─── Materials provided ───

PR #2082, opened 2026-07-31
tests: Enforce typing

TheEvilSkeleton:
Depends on https://github.com/flatpak/xdg-desktop-portal/pull/2080.

See commits.

Since this enables strict mode in MyPy, this also introduces 891 errors.


tests/templates/geoclue2.py
```diff
@@ -21,7 +21,7 @@
 
 
 class GeoClueClient(mockobject.DBusMockObject):
-    def __init__(self, *args, **kwargs):
+    def __init__(self, *args, **kwargs) -> None:
```
zeldaAhmed: I am not a huge fan of having the `None` return annotations, especially for built in method overrides. It just seems like more noise when all methods without a return type will return `None` implicitly. Maybe the XDP maintainers disagree, and im not sure if its possible to set mypy to not complain in this scenario.

tests/test_clipboard.py
```diff
@@ -105,20 +109,25 @@ def cb_activated(session_handle, options):
...
         if type == SessionType.INPUT_CAPTURE:
             return self.start_input_capture_session(dbus_con)
         raise ClipboardTypeError(dbus_con, type)
 
-    def test_request_clipboard_and_start_session(self, portals, dbus_con, type):
+    def test_request_clipboard_and_start_session(
+        self, portals, dbus_con: dbus.Bus, type: SessionType
+    ) -> None:
         _, clipboard_enabled = self.start_session(dbus_con, type)
+        assert portals == ":3"
```
zeldaAhmed: :3
(Dont forget to remove this)

tests/test_inputcapture.py
```diff
@@ -16,8 +16,7 @@
 counter = count()
 
 
-def default_zones():
-    return [(1024, 768, 0, 0), (640, 480, 1024, 0)]
+DEFAULT_ZONES = ((1024, 768, 0, 0), (640, 480, 1024, 0))
 
 
 @pytest.fixture
```
zeldaAhmed, line 25: pytest fixture methods also need return type annotation, I think

zeldaAhmed (approved):

tests/templates/geoclue2.py
TheEvilSkeleton: While it is more noise, it is more explicit. If I don't see an explicit `None`, I look into the code and see what it returns otherwise, as I just assume it was never annotated.

tests/test_inputcapture.py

───

What you should do = Say how many lines of the listing above include the word "pytest", giving the number alone.

Task answer = 2